### Working data

PR #94, opened 2022-04-06
Add mapping between values key and names used for multi-word resources

caugustus-sourcegraph:
**Goal**: I need to be able to reference the auto-generated database secret by name. The secret name is hardcoded (which is not ideal) but even if it were generated, the same problem would occur (example: we would still need to be able to predict the `"codeintel-db"` section of [this line](https://github.com/sourcegraph/deploy-sourcegraph-helm/blob/main/charts/sourcegraph/templates/codeintel-db/codeintel-db.StatefulSet.yaml#L14)).

My untested hack to use `snakecase $service` to convert `codeIntelDB` to `codeintel-db` didn't work (it produces `code-intel-db`, of course).

This approach is pretty much me admitting defeat: I can't think of a better way to map codeIntelDB to codeintel-db. It's a little goofy putting this mapping into the values.yaml since it's not intended to be customized, but maybe leaving it in un-documented will be sufficient?

### Checklist

### Test plan

A followup PR actually generates the correct secret references

### DIFF
--- a/charts/sourcegraph/templates/_helpers.tpl
+++ b/charts/sourcegraph/templates/_helpers.tpl
@@ -129,11 +129,21 @@ Jaeger selector labels
 app.kubernetes.io/name: jaeger
 {{- end }}
 
+{{- define "sourcegraph.mappedName" -}}
+{{- $top := index . 0 -}}
+{{- $service := index . 1 -}}
+{{- if (index $top.Values $service "mappingName") }}
+{{- (index $top.Values $service "mappingName") }}
+{{- else }}
+{{- $service }}
+{{- end -}}
+{{- end }}
+
 {{- define "sourcegraph.databaseAuth" -}}
 {{- $top := index . 0 -}}
 {{- $service := index . 1 -}}
 {{- $prefix := index . 2 -}}
-{{- $secretName := ((snakecase $service) | replace "_" "-") -}}
+{{- $secretName := (include "sourcegraph.mappedName" (list $top $service )) }}
 {{- $secretName := printf "%s-auth" $secretName -}}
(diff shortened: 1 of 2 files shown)


michaellzc:
I ran into a similar problem in https://github.com/sourcegraph/deploy-sourcegraph-helm/pull/52#discussion_r816312728

https://github.com/sourcegraph/deploy-sourcegraph-helm/blob/1a6d3ab171d39e30f6cd9d73aa45be223a677d68/charts/sourcegraph/templates/_helpers.tpl#L41-L46

What's your thought on introducing another breaking change? e.g., we rename the values `codeInsightDB` -> `codeintelDb`?

If not, I think we should update `serviceAccoutName` partial template to follow the same conventino.

caugustus-sourcegraph:
@michaellzc Actually I realized I'm dumb for introducing a new variable - couldn't we just prepopulate `codeIntelDB.name` with `codeintel-db`, instead of adding `codeIntelDB.mappingName`? And then your `serviceAccountName` logic could be simpler too (` {{- $defaultServiceAccountName := (index $top.Values $service "name")`)

michaellzc:
> @michaellzc Actually I realized I'm dumb for introducing a new variable - couldn't we just prepopulate `codeIntelDB.name` with `codeintel-db`, instead of adding `codeIntelDB.mappingName`? And then your `serviceAccountName` logic could be simpler too:
> 
> ```
>  {{- $defaultServiceAccountName := (index $top.Values $service "name")
>  {{- default $defaultServiceAccountName (index $top.Values $service "serviceAccount" "name") }} 
> ```

🙃 I was dumb too.

Yes!

caugustus-sourcegraph:
Great work everyone, we discovered this is a bad idea

PR #97, opened 2022-04-06
Set default name for resources

caugustus-sourcegraph:
Alternate implementation of https://github.com/sourcegraph/deploy-sourcegraph-helm/pull/94 - sets a default name for all services so that we can easily reference resources.

The second commit updates most resources to use this default name, instead of a hardcoded version. I'm on the fence about how valuable this is.

**Not included**: service names and persistentVolumeClaim names remain hardcoded, instead of referencing the variable. I'm unclear what impact changing a service name would have on Sourcegraph's service discovery (most likely we can work around it by setting environment variables, but it's easier to avoid creating this problem). For PVC's, it seems risky to change the name if it had previously been created.

### Checklist

### Test plan

No change to rendered output before/after using default values.


michaellzc:
> service names and persistentVolumeClaim names remain hardcoded, instead of referencing the variable. I'm unclear what impact changing a service name would have on Sourcegraph's service discovery (most likely we can work around it by setting environment variables,

I can confirm changing service names will break service discovery. We have way too many magic default env var e.g. `GITSERV_URL` (or something like that), and it's not fun to haunt each one down.

👍 let's just don't touch it.

changing PVC name should be fine, but there's no good reason to do it, so let's leave it.

michaellzc (approved):

PR #100, opened 2022-04-07
Add abstraction for redis connections

caugustus-sourcegraph:
Creates an abstraction for the redis endpoints, so that using an external redis is easier. Examples/docs ~~not yet updated and we need tests, will update if this gets approved.~~ are now updated.

I also changed the checksum annotations to be aggregates, instead of having a bunch of individual annotations.

**Questions**:
- I don't love the `redisStore.connection.endpoint` `.existingSecret` setup. Would this be better as a top-level `redisStore.endpoint` and `redisStore.existingSecret`? I keep thinking 'maybe we'll add password support' and that would make more sense as another key underneath `connection`.
- This approach forces the use of two secrets instead of one (like the example in https://github.com/sourcegraph/deploy-sourcegraph-helm/tree/main/charts/sourcegraph/examples/external-redis#redis_endpoint). Too annoying?
- If there's an easier way to get the aggregate checksums, please share! This is the only thing I could come up with but I'm probably missing something.

### Checklist


michaellzc:
> This approach forces the use of two secrets instead of one (like the example in [https://github.com/sourcegraph/deploy-sourcegraph-helm/tree/main/charts/sourcegraph/examples/external-redis#redis_endpoint](https://github.com/sourcegraph/deploy-sourcegraph-helm/tree/main/charts/sourcegraph/examples/external-redis?rgh-link-date=2022-04-07T21%3A43%3A34Z#redis_endpoint)). Too annoying?

I think it makes more sense to have two. I feel like it kind of emphasizes the fact you REALLY should use two separate redis instances externally.

we should update the example to reflect that.

> I don't love the redisStore.connection.endpoint .existingSecret setup. Would this be better as a top-level redisStore.endpoint and redisStore.existingSecret? I keep thinking 'maybe we'll add password support' and that would make more sense as another key underneath connection.

I don't have a strong preference. A use case I could think of, an external redis instance that uses self-signed cert.

```
redisStore:
  connection:
    endpoint: redis://stuff
    caCert: |
      # ... some cert
```

I don't think sourcegraph supports configuring a custom ca certificate unless the customer forks our image and bake it into the trust store

> If there's an easier way to get the aggregate checksums, please share! This is the only thing I could come up with but I'm probably missing something.

😬 not that I know of

but maybe this?

```tpl
checksum/haha: {{ toJson .Values | sha256sum }}
```

michaellzc (approved):

caugustus-sourcegraph:
@michaellzc - ```checksum/haha: {{ toJson .Values | sha256sum }}``` was a fantastic suggestion, thank you! The implementation is much simpler now, and using that removed an annoying problem in the tests.

This approach should work even if we start to include a caCert in the connection info.

caugustus-sourcegraph:
Re-requesting review for the new tests / example changes - the tests are pretty fragile but they work well enough, and we're unlikely to really adjust those defaults.

charts/sourcegraph/tests/checksum_test.yaml
```diff
@@ -0,0 +1,60 @@
...
+tests:
+- it: should update checksum when pgsql secret is modified
+  set:
+    pgsql:
+      auth:
+        existingSecret: "my-secret"
+  asserts:
+      - equal:
+          path: spec.template.metadata.annotations.[checksum/auth]
+          value: "b960ae6db8c72ca9248278a63593de67f1ddfb9805f82eded969ffde767406db"
```
michaellzc, line 14: I think this would be a good use case of https://github.com/quintush/helm-unittest/blob/master/README.md#snapshot-testing

michaellzc (approved):
not blocking

charts/sourcegraph/tests/checksum_test.yaml
caugustus-sourcegraph: Thanks, updated. Snapshots don't make sense for the initial feature development (I need to actually establish that the annotation changes first), but it does help now.

charts/sourcegraph/examples/external-redis/override.yaml
```diff
@@ -0,0 +1,12 @@
...
+
+redisCache:
+  enabled: false
+  connection:
+    endpoint: redis://redis-cache.example.com:6379/2
+
+redisStore:
+  enabled: false
+  connection:
+    endpoint: redis://redis-store.example.com:6379
```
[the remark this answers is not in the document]
caugustus-sourcegraph: Added some clarification - does that help?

######

From the records above, copy every line that includes the word "checksums".

Answer area:
- If there's an easier way to get the aggregate checksums, please share! This is the only thing I could come up with but I'm probably missing something.
> If there's an easier way to get the aggregate checksums, please share! This is the only thing I could come up with but I'm probably missing something.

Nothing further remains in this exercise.